Relationship between Muscular Activity and Postural Control Changes after Proprioceptive Focal Stimulation (Equistasi®) in Middle-Moderate Parkinson's Disease Patients: An Explorative Study

Fabiola Spolaor, Marco Romanato, Guiotto Annamaria, Antonella Peppe, Leila Bakdounes, Duc-Khanh To, Daniele Volpe, Zimi Sawacha, Fabiola Spolaor, Marco Romanato, Guiotto Annamaria, Antonella Peppe, Leila Bakdounes, Duc-Khanh To, Daniele Volpe, Zimi Sawacha

Abstract

The aim of this study was to investigate the effects of Equistasi®, a wearable device, on the relationship between muscular activity and postural control changes in a sample of 25 Parkinson's disease (PD) subjects. Gait analysis was carried out through a six-cameras stereophotogrammetric system synchronized with two force plates, an eight-channel surface electromyographic system, recording the activity of four muscles bilaterally: Rectus femoris, tibialis anterior (TA), biceps femoris, and gastrocnemius lateralis (GL). The peak of the envelope (PoE) and its occurrence within the gait cycle (position of the peak of the envelope, PPoE) were calculated. Frequency-domain posturographic parameters were extracted while standing still on a force plate in eyes open and closed conditions for 60 s. After the treatment with Equistasi®, the mid-low (0.5-0.75) Hz and mid-high (0.75-1 Hz) components associated with the vestibular and somatosensory systems, PoE and PPoE, displayed a shift toward the values registered on the controls. Furthermore, a correlation was found between changes in proprioception (power spectrum frequencies during the Romberg Test) and the activity of GL, BF (PoE), and TA (PPoE). Results of this study could provide a quantitative estimation of the effects of a neurorehabilitation device on the peripheral and central nervous system in PD.
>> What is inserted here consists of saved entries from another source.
PR #335, opened 2020-01-29
Lfpviewer beta mutex bug fix

wagenadl:
Improved the code in the beta version of the LFP viewer that generates a AudioSampleBuffer channel for events so there is less redundancy in filling the buffer. 

Much more importantly, fixed longstanding (?) bug that caused timing mismatch between display of traces and events. It was due to not locking the mutex while filling the events channel.

Also fixed minor bug in the Canvas code for the beta viewer: it looped beyond the size of the input array, thus adding a spurious entry to that array.

Apologies for the whitespace changes. I replaced some tabs with four spaces so I can edit in emacs.


wagenadl:
I am closing this pull request because I noticed that this code has already been pulled into "testing." I now realized that I should have created a specific branch for each pull request and will do so in the future.

PR #337, opened 2020-01-30
Event triggered display

wagenadl:
This patch series adds a Combobox to the "editor" for the LFP Viewer Beta that allows the user to select a single event channel as a "trigger source." When the trigger source is "none" (the default), the viewer behaves as before. In contrast, when the trigger source is 1...8, traces are rendered only when a corresponding event is received, exactly analogously to the "trigger" function on an oscilloscope. For now, the event is always aligned with the left edge of the display. I am working on a further patch to lift that restriction and would welcome suggestions on where to squish the control for that function in the UI. Would it be acceptable to shift the Pause button even farther to the right?


medengineer:
Looks good and very useful feature! Shifting the pause button over is not a problem. I'll leave this PR open until the final patch is ready.

aacuevas:
As a suggestion, instead of using 8 TTL channels, would it be possible to list the actual event sources? You could look at the record controller or the evt. triggered averager as examples to see how the list is populated and processed.

The LFP viewer having just toggles for 8 channels and triggering based on channel number alone is a very old part of the viewer which we have not just got to update yet, but it would be interesting if new additions were geared towards that.

wagenadl:
I really like that suggestion, because I agree the numeric event sources are less than elegant. I will look into the implementation details.

- Daniel

On 1/31/2020 5:19 AM, Aarón Cuevas López wrote:

As a suggestion, instead of using 8 TTL channels, would it be possible to list the actual event sources? You could look at the record controller or the evt. triggered averager as examples to see how the list is populated and processed.

The LFP viewer having just toggles for 8 channels and triggering based on channel number alone is a very old part of the viewer which we have not just got to update yet, but it would be interesting if new additions were geared towards that.

markschatza:
Hey this is really cool! I'm not sure exactly what your specific use case for this feature is, but I just pushed an early beta version of a [real-time evoked potential plugin](https://github.com/tne-lab/real-time-ERP). I never thought of using the backbone of LFP viewer and editing it into a new plugin. But I may do that instead of the hacky visualization I have right now. If you're trying to do something similar it may make sense to collaborate on building some sort of "Event Triggered LFP Viewer" plugin.

wagenadl:
For us, the major use case is to look at stimulus artifacts. But I think
it is generally useful to lock display on stimuli. I am currently
working with the core team to integrate the work into the regular "LFP
Viewer" so that the feature can be used together with all of that
plugins features, including spike display, etc.

- Daniel

anjaldoshi:
Closing because a new PR #344 (merged) includes all the commits from this one.

PR #341, opened 2020-03-02
Created a simple UDP server for receiving raw matrix data

jonnew:
- This can be used for communication with e.g. bonsai
- It is very brittle and could use a lot of generalization and
improvment

### DIFF
--- a/Plugins/EphysSocket/CMakeLists.txt
+++ b/Plugins/EphysSocket/CMakeLists.txt
@@ -1,0 +1,16 @@
+#plugin build file
+cmake_minimum_required(VERSION 3.5.0)
+
+#include common rules
+include(../PluginRules.cmake)
+
+#add sources, not including OpenEphysLib.cpp
+add_sources(${PLUGIN_NAME}
+	EphysSocket.cpp
+	EphysSocket.h
+	EphysSocketEditor.cpp
+	EphysSocketEditor.h
+	)
+
+#optional: create IDE groups
+plugin_create_filters()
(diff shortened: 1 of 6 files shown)


medengineer:
Awesome, merging into dev so we can polish it up a bit before sending to master.

jonnew:
Great -- there are lots of things wrong with this right now. The big one is that it assumes input type. Instead, this should be a dropdown option (uint8, int8, ...., F64) rather than just assuming the node is receiving uint16_ts

jonnew:
Also, protection for values in textboxes (they should all be positive) and maximum read size. This is using ipv4 whose max payload is 65 kb. There is no checking to make sure the buffer is smaller than this.

jonnew:
Is there any progress on getting this into the main branch so that it is eventually shipped with the pre-compiled software? It is going to be our link to use the OE GUI to acquire data from our next generation hardware, so its fairly important.

jsiegle:
It now makes more sense to distribute this through the Plugin Installer (available in GUI v0.5.0), so it can be released/upgraded independently of the host application. This is how we want to release all plugins moving forward.

This will involve creating a separate repo, similar to [this one](https://github.com/open-ephys-plugins/phase-calculator). If you want to be included in the commit history, you can create a new repo under your own account with just the "Source" directory, which can be forked to the `open-ephys-plugins` account. Otherwise, we can set everything up from scratch. We will get this sorted out soon as the new release is out, hopefully later this week.

jonnew:
OK, makes a lot of sense. I will create a little repo then.

jonnew:
Actually, until the documentation is up for the plugin creation process, I'd rather not wade into creating one. Go ahead and just use the code to make the plugin

PR #345, opened 2020-03-19
Event triggers in lfpdisplaynode

wagenadl:
This is the same feature I previously implemented for the LFPViewerNodeBeta, now in LFPViewerNode itself. User can select a trigger source to align display on events, just like on an oscilloscope. This is very useful in combination with TTL inputs on the "Rhythm FPGA." It can also be used fruitfully with my "FutureThreshold" plugin (https://github.com/wagenadl/open-ephys-plugins).

The "trigger" feature works with old-fashioned "event numbers" (1--8) rather than more modern "event sources." This can presumably be changed, but I do not yet have an understanding of the modern system.

I also added some shorter time scale choices to the "Timebase" combobox. These are useful for looking at fast events surrounding triggers.

Note that it is intentional that the trigger event is positioned at 1/3 of the display width; that way, some pre-trigger data is visible as well.

### DIFF
--- a/Plugins/LfpDisplayNode/LfpDisplayNode.cpp
+++ b/Plugins/LfpDisplayNode/LfpDisplayNode.cpp
@@ -43,8 +43,10 @@ LfpDisplayNode::LfpDisplayNode()
         arrayOfOnes[n] = 1;
     }
 
-	subprocessorToDraw = 0;
-	numSubprocessors = -1;
+    subprocessorToDraw = 0;
+    numSubprocessors = -1;
+    triggerSource = -1;
+    latestTrigger = -1;
 }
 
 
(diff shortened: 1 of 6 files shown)


Plugins/LfpDisplayNode/LfpDisplayNode.cpp
```diff
@@ -353,62 +359,68 @@ void LfpDisplayNode::handleEvent(const EventChannel* eventInfo, const MidiMessag
...
-		else
-		{
-			newIdx = nSamples - samplesLeft;
-		}
+        displayBufferIndices[i][chan] = newIdx;
+        if (latestCurrentTrigger >= 0)
+        {
+            latestTrigger = latestCurrentTrigger + index;
+        }
+    }
```
anjaldoshi: A major difference between "beta" LFPViewer and "main" LFPViewer is that the main one supports switching between different sub-processors while data acquisition is active. This means that, when there are multiple inputs connected to the main LFPViewer, one can switch between these inputs on the fly by selecting any one from the drop-down menu of LFPViewer in the signal chain. To provide this functionality, instead of having a single display buffer, LfpDisplayNode now manages multiple display buffers, one for each input sub-processor. 

Considering all of this, the way you update the `lastTrigger` value in the `finalizeEventChannhels()` method should be different as compared to the beta version. As you can see in the method definition, the main version has a for loop that iterates through each input sub-processor, and then updates the `displayBufferIndex` for that sub-processor's event channel with new index value. But, we don't need to update the `lastTrigger` value for each sub-processor, because if we do that for all sub-processors, then the `lastTrigger` value is always going to use the `displayBufferIndex` value of the last sub-processor in the list, even though we are drawing any other processor and not the last one. I tested your PR with a neuropixels module with 2 probes attached to it, and found out that this causes performance issues and CPU usage spikes every time an event-triggered display occurs. It also makes the GUI freeze sometimes, especially when the sub-processors you are switching between have different sample rates. I have recorded a video of my test, you can watch that video via this link : https://drive.google.com/file/d/1KjJPVZrE8Z5rNMPrxUTqiBx818zj3PFv/view

That is why we only need to set the `lastTrigger` value for the sub-processor we are currently drawing. We need to move the that segment of code outside the for loop. So, my suggested change looks something like this:

```suggestion
    }
    if (latestCurrentTrigger >= 0)
    {
        int chan = numChannelsInSubprocessor[subprocessorToDraw];
        int subProcIndex = allSubprocessors.indexOf(subprocessorToDraw);
        latestTrigger = latestCurrentTrigger + displayBufferIndices[subProcIndex][chan];
    }
```
With this change, I'm able to get rid of the performance issue I was facing earlier, and everything works fine. My question is, should I merge the PR as-is and then make my changes right after, or do you want to test this change first and then add a new commit to this PR?

Also, in LfpDisplayCanvas.cpp, you say that "trigger event is positioned at 1/3 of the display width", but that is not the case. In reality, the trigger event is positioned at 1/4 of display width. Can you please confirm this?

wagenadl:
Hi Anjal,

Thanks for working on the pull request. I had not tested my code in the
context of multiple processors, and I am glad that you did. Currently, I
am away from the lab and am therefore not in a position to do any
testing with live data. As a consequence, I am happy for you to make the
changes directly. (Also, I am not sure I quite understand the
intricacies of the multi-processor arrangement.)

You are right, the trigger is at 1/4. Sorry for the incorrect
documentation. If you think 1/3 is better, it is of course easy to change.

Best, Daniel

anjaldoshi:
Okay, no worries. I'll merge this PR and then add the changes mentioned above after that. 

I think trigger at 1/4 looks fine for now, but I'll consult with my team and see what they say.

Thanks for your continued contribution!

PR #364, opened 2020-08-26
Convert Info Tab into a webview component

jsiegle:
Screen Shot 2020-08-26 at 10 51 21 AM

Summary of changes:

Keywords: balance assessment; gait analysis; neurorehabilitation device; parkinson’s disease; surface electromyography; wearable focal mechanical vibrations device.

Conflict of interest statement

The authors declare no conflict of interest.

Figures

Figure 1
Figure 1
Study design.
Figure 2
Figure 2
Romberg Test. Differences in the treatments effect and controls accounting for the low and high bands of the postural oscillation. Results are reported in both the medial-lateral component (x) and anterior-posterior component (z). *: Statistically significant difference (p < 0.05) between the before-after condition with the Wilcoxon signed rank test (p < 0.05). red † indicate the outliers.
Figure 3
Figure 3
Envelope mean ± 1 standard deviation extracted from the surface electromyographic signal of each muscle analyzed: On the y-axis, the peak of the envelope (PoE in % of mean activation during gait), on the x-axis, the gait cycle (from 0 to 100%). The bottom on the left tibialis anterior (TA) and on the right gastrocnemius lateralis (GL); down on the left rectus femoris (RF) and on the right biceps femoris (BF). In blue PoE before Equistasi®, in red after Equistasi®, and in yellow normative bands of control subjects. Blue *: Before Equistasi® compared with controls; red *: After Equistasi® compared with controls; green *: Before Equistasi® compared with controls after Equistasi®.
Figure 4
Figure 4
Envelope mean ± 1 standard deviation extracted from the surface electromyographic signal of each muscle analyzed: On the y-axis, the peak of the envelope (PoE in % of mean activation during gait), on the x-axis the gait cycle (from 0 to 100%). The bottom on the left tibialis anterior (TA) and on the right gastrocnemius lateralis (GL); down on the left rectus femoris (RF) and on the right biceps femoris (BF). In blue, PoE before placebo, in red after placebo, and in yellow normative bands of control subjects. Blue *: Before placebo compared with controls; red *: After placebo compared with controls; green *: Before placebo compared with after placebo.